» Data to use:

▬▬▬▬▬▬

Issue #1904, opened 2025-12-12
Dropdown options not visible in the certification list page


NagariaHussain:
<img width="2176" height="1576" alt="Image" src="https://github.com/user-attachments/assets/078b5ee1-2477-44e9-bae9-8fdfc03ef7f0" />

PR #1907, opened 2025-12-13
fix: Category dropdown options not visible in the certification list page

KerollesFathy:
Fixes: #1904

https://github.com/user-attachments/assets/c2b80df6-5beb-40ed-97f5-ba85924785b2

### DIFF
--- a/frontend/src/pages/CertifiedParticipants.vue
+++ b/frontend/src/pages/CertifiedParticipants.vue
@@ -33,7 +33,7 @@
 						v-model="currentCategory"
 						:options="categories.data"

▬▬▬▬▬▬

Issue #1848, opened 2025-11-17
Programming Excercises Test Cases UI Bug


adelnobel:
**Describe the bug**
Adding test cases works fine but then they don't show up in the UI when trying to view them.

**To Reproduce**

▬▬▬▬▬▬

Make a list of all lines in the data that contain "visible".

» Answer for this exercise:
Dropdown options not visible in the certification list page
fix: Category dropdown options not visible in the certification list page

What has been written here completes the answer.